Recuerdo los días en que pasaba por delante de una verja. Esquivaba algunas puntas que se rompieron y como cuchillos marcaban los brazos o rasgaban las ropas de los despistados. Nunca me apeteció entrar en el solar baldío, lleno como estaba de escombros, sin mayor estética que la de un abandono.

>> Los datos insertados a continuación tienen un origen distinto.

PR #265, opened 2015-06-23
fixed perpendicular symbol

flying-sheep:
as discussed in #261

### DIFF
--- a/src/symbols.js
+++ b/src/symbols.js
@@ -41,7 +41,7 @@ var symbols = {
         "\\perp": {
             font: "main",
             group: "rel",
-            replace: "\u22a5"
+            replace: "\u27C2"
         },
         "\\preceq": {
             font: "main",


gagern:
No. This by itself would cause us to request a symbol which isn't present in the font in question. Unless you also modify the font, this is not an option since we don't know what replacement font or character might be substituted instead.

flying-sheep:
the font has to be modified as it contains a wrong mapping (as said in 261). [U+27C2 perpendicular](http://www.fileformat.info/info/unicode/char/27c2/index.htm) ≠ [U+22A5 up tack](http://www.fileformat.info/info/unicode/char/22a5/index.htm), and the font maps U+22A5 to “perpendicular”

gagern:
Well, the font uses the same symbol for `\bot` as well. It doesn't really matter what that glyph is called, I think. The relevant question, in my opinion, is whether we can have two unicode codepoints refer to the same glyph, both according to the specs of the various font formats and in real world implementations. If not, then either choice is as wrong as the other.

flying-sheep:
true of course!

i just referred to you saying

> The KaTeX_Main font contains a glyph called “perpendicular” and maps unicode codepoint U+22A5 to that.

which is wrong. either it’s able to map both to the glyph (in which case both names would be equally incomplete namings) or it’d only map one codepoint to it, which should then correspond to the glyph name.

gagern:
I don't know whether glyph names have any significance except to the font creator. At least in the TTF world. On the PostScript level, I believe things might be somewhat different, and symbol names are important. But we are not in that world. So while I tend to agree that the font is slightly inconsistent, I see no urgent need to fix that inconsistency.

kevinb7:
I checked and the font we're using doesn't actually have a code point for U+27C2.  What ends up happen (at least on my computer) is that the browser defaults to a font that has this endpoint.  The result is the following rendering which is not what we want.
screen shot 2015-06-23 at 10 51 33 pm

Issue #836, opened 2017-08-31
\! results in extra root element width


dennisss:
When rendering `\$10,\!000,\!000,\!000,\!000`, I expect it to show up with a tight horizontal spacing between the commas and zeros. This works fine, but the root element shows up with extra width (note the blank space in the right side of the blue bounding box below). So, when rendering it inline with text after it, there is extra space between the text and the math. This shows up without the extra space in MathJax

Browser: Chrome, Mac OS X

<img width="804" alt="screen shot 2017-08-31 at 3 33 29 pm" src="https://user-images.githubusercontent.com/1341104/29942627-9235beca-8e64-11e7-8108-4f78cce77d8a.png">

kevinbarabash:
@dennisss I can't reproduce this on https://khan.github.io/KaTeX/.  What version are you using?

dennisss:
@kevinbarabash I'm on Chrome 60.0.3112.113 (the latest version as of now), and the screenshot is from the currently served copy of https://khan.github.io/KaTeX/. It seems to work on Firefox, so possibly isolated to only Chrome.

kevinbarabash:
@dennisss my bad.  I was selecting things using the selection cursor in the browser window instead of using the inspector to select the DOM element.  Yes, I'm seeing this behavior too.

edemaine:
`\fbox{\$10,\!000,\!000,\!000,\!000}` further confirms this.  Time to read up on `width: auto` rules, I guess...

kohler:
“1\!2” is rendered as `<span.mord>1</span><span.mord><span.mspace></span><span.mord>2</span></span>`.

Giving the second top-level `<span.mord>` `display:inline-block`, instead of `display:inline`, solves the problem.

edemaine:
Confirmed. Nice solution @kohler. Given that we currently forbid line breaks in KaTeX renderings, is there any reason not to make all `span.mord`s into `display:inline-block` (same as `span.mspace`)?  Apparently the main difference between `inline` and `inline-block` is that the latter "can have a defined width" which I'm guessing is what's making this work (behaving correctly with negative-width children).

kohler:
I found a much simpler fix.

kohler:
I was wrong about the simple fix. It would be nice to default all katex spans to `inline-block` but this breaks accents.

kohler:
[...]

PR #984, opened 2017-11-23
Avoid negative space in \bmod.

### LINKED ISSUE #982: \bmod in inline math mode adds extra following space
Test file: https://cdn.rawgit.com/akalin/98bc47f5e54f7529462f12a1d7336858/raw/28a50452296c9d7bd4dc9e5023056cf64412a913/test-0.8.3.html

Using \bmod in inline math mode seems to add some extra following space, which seems like a bug. Not sure if it's a problem with other binary operators.

edemaine:
This is a workaround for #836 for the command case of using \bmod, without changing any spacing (and making the code and generated output slightly more efficient).  In particular, fixes #982.


kevinbarabash:
Looks like the `mod` screenshots need to be regenerated.

src/functions/mod.js
```diff
@@ -12,13 +12,16 @@ const htmlModBuilder = (group, options) => {
     const inner = [];
 
     if (group.value.modType === "bmod") {
-        // “\nonscript\mskip-\medmuskip\mkern5mu”
+        // “\nonscript\mskip-\medmuskip\mkern5mu”, where \medmuskip is
+        // 4mu plus 2mu minus 1mu, translates to 1mu space in
+        // display/textstyle and 5mu space in script/scriptscriptstyle.
```
kevinbarabash: Took me a bit to grok what's going on, but it makes sense.

edemaine:
Hmm, seems there's more investigation to do.  Here's the diff between old and new screenshots (green is new):

mod-firefox-diff

More clear is to look at the texdiff.  Before this PR is near-perfect in the top left:

mod-old

After this PR is worse:

mod-new

edemaine:
Turns out I just failed to properly add the muspace CSS rule.  (Alternatively, we could add 1mu as a manual style value instead of using a CSS rule.)  I believe the Mod screenshots are now unaffected; this will be confirmed once Travis finishes.

PR #988, opened 2017-11-24
Simplify HTML generation logic for \\cancel, \\bcancel, \\xcancel.

marcianx:


src/stretchy.js
```diff
@@ -276,7 +276,7 @@ const encloseSpan = function(
     let img;
     const totalHeight = inner.height + inner.depth + 2 * pad;
 
-    if (/(fbox)|(color)/.test(label)) {
+    if (/fbox|color/.test(label)) {
```
kevinbarabash: I wonder if this should maybe be `/^(fbox|color)$/`.

kevinbarabash: I checked the code and we want to match `colorbox` and `fcolorbox` too.

kevinbarabash:
@marcianx thanks for the quick PR.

Un día antes de navidad, alguien puso unas telas roídas, dejó de interesarme el hueco. Alguien había ido rematando los rotos y ya no parecía un invernadero del temido Tétanos.

Pasó el triste invierno y en la primavera, el caminó se iluminó de olor, aquel espacio, ahora protegido, empezaba a ser un deseo.

Una tarde, antes de las tres, busqué un hueco por donde colarme. La entrada cerrada con un alambre no daba invitaciones, me costó, me rasgué, le vi los ojos al veneno, pero no me importaba nada, mi saliva siempre tuvo poderes curativos, mientras me cantará el “Curita Sana”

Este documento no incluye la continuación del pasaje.